AIM OF THE TASK — The lines from the top of the data down to the line with "(diff shortened: 1 of 3 files shown)" should be repeated exactly, both ends included.

**** GIVEN DATA ****

PR #2078, opened 2024-11-08
feature: Make measure layer queryable

### LINKED ISSUE #2076: Make measure queryable
It should be possible to make the measure layer queryable and show the measurements in the popup/infowindow.

jokd:
Fixes #2076

### DIFF
--- a/src/controls/measure.js
+++ b/src/controls/measure.js
@@ -22,6 +22,7 @@ const Measure = function Measure({
   useHectare = true,
   snap = false,
   snapIsActive = true,
+  queryable = true,
   snapLayers,
   snapRadius = 15,
   highlightColor,
@@ -106,8 +107,8 @@ const Measure = function Measure({
     }
     if (
       tip
-    && geomType === 'Point'
-    && !modify.getOverlay().getSource().getFeatures().length
+      && geomType === 'Point'
+      && !modify.getOverlay().getSource().getFeatures().length
     ) {
       tipPoint = geometry;
       tipStyle.getText().setText(tip);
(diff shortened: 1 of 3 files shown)


Grammostola:
Hi, nice addition!
I've two observations:
- It doesn't appear to work on buffers
- The area and length measurements in the infowindow (numbers) could be localized, as well as the text

jokd:
> Hi, nice addition! I've two observations:
> 
> * It doesn't appear to work on buffers
    That is because buffers are points with a radius style, hence got no area. We did something similar in the style window but I remember the figures being a bit off and needs some rework.

> * The area and length measurements in the infowindow (numbers) could be localized (you've already localized the text)
     That formatting is not in the measure control but in the attribute handling. (It would also be nice if zero rows were omitted, eg area for lines.)

jokd:
> > That formatting is not in the measure control but in the attribute handling. (It would also be nice if zero rows were omitted, eg area for lines.)
> 
> I see, the numeral and unit is returned via the `@length` and `@area` functions..wherever they are defined (I had a quick look and it seemed entirely cryptic) ..for yes those functions would need to be modified to return a localized numeral. Point me in a direction and I can have a look.
> 
> Edit. Right, utils/formatareastring.js and formatlengthstring.js need to be localized ...via getattributes.js, selecteditem.js, featureinfo.js and the viewer I think

src/geometry/getarea and /getlength seems to be used by the replacer

Grammostola:
Indeed. And it is possibly the replacer that needs to become aware of "null" results from getArea, getLength. 
 Either way for clarity I am working on localizing the relevant numbers (probably via 
```js
    attributes: [
      { html: `${locLength}: {{@length(1)}}`,
        localization },
      { html: `${locArea}: {{@area(1)}}`,
        localization }
    ],
```
even if it looks a little funny to send the loc object for every instance of `html` use. It seems the less potentially disruptive way)

as well as making something aware in order to not show 0.0 results.

Grammostola:
Info on a polygon should not include "Length: 0.0" now and vice versa for area.

In order to achieve this some things were changed:
- the `getArea()` and `getLength()` functions now return 0 instead of a formatted text string when the length measured is 0 (there's no need to format the response if it is 0, the rationale is)
- the `html` method of getAttributes now returns null instead of a new element with null inside (the latter seemed pointless)
- the replacer method will return null if it received 0 from `getArea()` or `getLength()`

jokd:
@Grammostola Looks good, thanks

Grammostola:
@jokd Cool,  ok to merge do you reckon? I think so : )

jokd:
> @jokd Cool, ok to merge do you reckon? I think so : )

Sure, I'll fix the dox

PR #2082, opened 2024-11-12
feature: Store getCapabilites document for source

### LINKED ISSUE #1588: Global getCapabilities-document
More and more functionality requires the getCapabilites document being fetched from the web server and therefore are requested multiple times.

I suggest the getcap document is requested on map init for a source (if setup to do so) and made available through the API.

jokd:
Fixes #1588

When capabilitiesURL for a source is set, the getCap doc will be saved unless opted out ( `"saveCapabilitiesDoc": false` ). 

Configured like:

```
 	"source": {
		"local": {
			"url": "http://localhost:8080/geoserver/ows",
			"capabilitiesURL": "http://localhost:8080/geoserver/ows?service=wms&version=1.1.1&request=GetCapabilities",
			"saveCapabilitiesDoc": false
		}
	},
```

and accessible with `origo.api().getMapSource()['local'].capabilitiesDoc`

### DIFF
--- a/src/getCapabilities.js
+++ b/src/getCapabilities.js
@@ -21,7 +21,8 @@ const getCapabilities = function getCapabilities(name, getCapabilitiesURL) {
       if (xmlHttp.readyState === 4 && xmlHttp.status === 200) {
         resolve({
           name,
-          capabilites: responseParser(xmlHttp.responseText)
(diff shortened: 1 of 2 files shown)


johnnyblasta (approved):
Tested and got it to work after finding a way to not have CORS interfer the function.

PR #2086, opened 2024-11-20
fix: Make position control work without additional projection codes

### LINKED ISSUE #2085: Position control crashes when no additional projection codes are present in the config
**Describe the bug**
Position control crashes when no additional projection codes are present in the config because Origo tries to convert an undefined object to an array.

Example config:

```
{
  "name": "position",
  "options": {
    "title": "Sweref99 16.30"
  }
}
```

**To Reproduce**
Use the config above, or try to open the editor example (examples/editor.html)

tonnyandersson:
Fixes #2085.


steff-o (approved):
LGTM

Felt a bit guilty about that one.

PR #2087, opened 2024-11-22
feature: add trace to draw interaction

### LINKED ISSUE #2072: Trace tool in edit
When drawing new features it is hard to not create gaps or overlaps against other features in the same layer or other layers. Today it exists a snapping feature but if there are many vertices it is tedious work adding all vertices.

Possibility to trace an existing feature by just following it.
trace

Not sure how to activate it though. The obvious solution would be to activate trace using a modifier key (shift, ctrl, alt or whatever combination isn't already used), but that would not work well on mobile devices. Maybe not a problem as not many will do serious precision editing on a touch screen. Alternatively a new tool would be added to the create feature button. Feel free to discuss!

None, it's a non-negotiable end user request.

**Additional context**
The functionality exists in Openlayers as an option to the draw interaction. It does not exist on modify interaction, so it would only be implemented for new features. The same approach could be applied to the draw tools, but that is beyond the scope of this issue.

Demo (not mine): https://openlayers.org/en/latest/examples/tracing.html

steff-o:
Fixes #2072

Adds possibility to trace other features when drawing new features. As a bonus the snap tolerance can configured.

Tracing starts by snapping to a feature and clicking, thus setting a vertex. All possible paths that are traceable are lit up and the mouse can only be moved along the highlighted paths until clicked, which sets another vertex and leaves tracing but the draw interaction is still active so it is possible to jump to another features or just draw wherever.

Snapping must be active for this functionality to be meaningful as it is almost impossible to hit a line exactly. All snap layers are used for tracing.

Disclaimer: most of the cool stuff are implemented by OL, and as such there are some limitations in how much the user experience can be changed.

This PR only contains a static configuration if trace is active or not, but the foundation is laid to add an on/off switch in a menu or dynamically activate/deactivate by requiring a modifier (alt or ctrl) or a keyboard shortcut.

New configuration i edit.options:
``` jsonc
"traceStyle": "tracehighlight", // Optional named style for displaying possible trace paths. Defaults to some hideous green
"snapTolerance": 5, // Optional snap tolerance in pixels. Defaults to 10 (same as before)
"trace": true // Optional, defaults to false. When true, tracing is active when editing. Requires snap to be active
```
Documentation will be updated accordingly.

_During discussions on the issue a question was raised if the trace functionality creates topologically correct features with respect to overlaps and slivers against other features. As it can not stop a user from deliberately create overlaps or gaps outside the snap tolerance, it still can produce overlaps and slivers when seemingly following existing features. As long as the start and end of a trace snaps to a vertex, all vertexes should have the exact same coordinates, but if a trace starts or ends between vertexes, there will be a small sliver or overlap as the original feature will not have a vertex in the corresponding place and the new features vertex will unlikely be exactly on the line segment mathematically. To avoid that, a new vertex must be inserted on the traced feature, but that is far beyond the scope of this PR._

### DIFF
--- a/src/controls/editor/edithandler.js
+++ b/src/controls/editor/edithandler.js
@@ -4,8 +4,11 @@ import Modify from 'ol/interaction/Modify';
 import Snap from 'ol/interaction/Snap';
 import Collection from 'ol/Collection';
 import Feature from 'ol/Feature';
-import { LineString, MultiPolygon, MultiLineString, MultiPoint } from 'ol/geom';
+import { LineString, MultiPolygon, MultiLineString, MultiPoint, Polygon } from 'ol/geom';
 import { noModifierKeys } from 'ol/events/condition';
+import VectorSource from 'ol/source/Vector';
+import VectorLayer from 'ol/layer/Vector';
+import { squaredDistance, toFixed } from 'ol/math';
 import { Button, Element as El, Modal } from '../../ui';
 import Infowindow from '../../components/infowindow';
 import store from './editsstore';
@@ -23,6 +26,7 @@ import topology from '../../utils/topology';
 import attachmentsform from './attachmentsform';
 import relatedTablesForm from './relatedtablesform';
 import relatedtables from '../../utils/relatedtables';
+import Style from '../../style';
 
 const editsStore = store();
 let editLayers = {};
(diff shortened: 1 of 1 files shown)


johnnyblasta (approved):
LGTM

****

EXERCISE RESULT —
PR #2078, opened 2024-11-08
feature: Make measure layer queryable

### LINKED ISSUE #2076: Make measure queryable
It should be possible to make the measure layer queryable and show the measurements in the popup/infowindow.

jokd:
Fixes #2076

### DIFF
--- a/src/controls/measure.js
+++ b/src/controls/measure.js
@@ -22,6 +22,7 @@ const Measure = function Measure({
   useHectare = true,
   snap = false,
   snapIsActive = true,
+  queryable = true,
   snapLayers,
   snapRadius = 15,
   highlightColor,
@@ -106,8 +107,8 @@ const Measure = function Measure({
     }
     if (
       tip
-    && geomType === 'Point'
-    && !modify.getOverlay().getSource().getFeatures().length
+      && geomType === 'Point'
+      && !modify.getOverlay().getSource().getFeatures().length
     ) {
       tipPoint = geometry;
       tipStyle.getText().setText(tip);
(diff shortened: 1 of 3 files shown)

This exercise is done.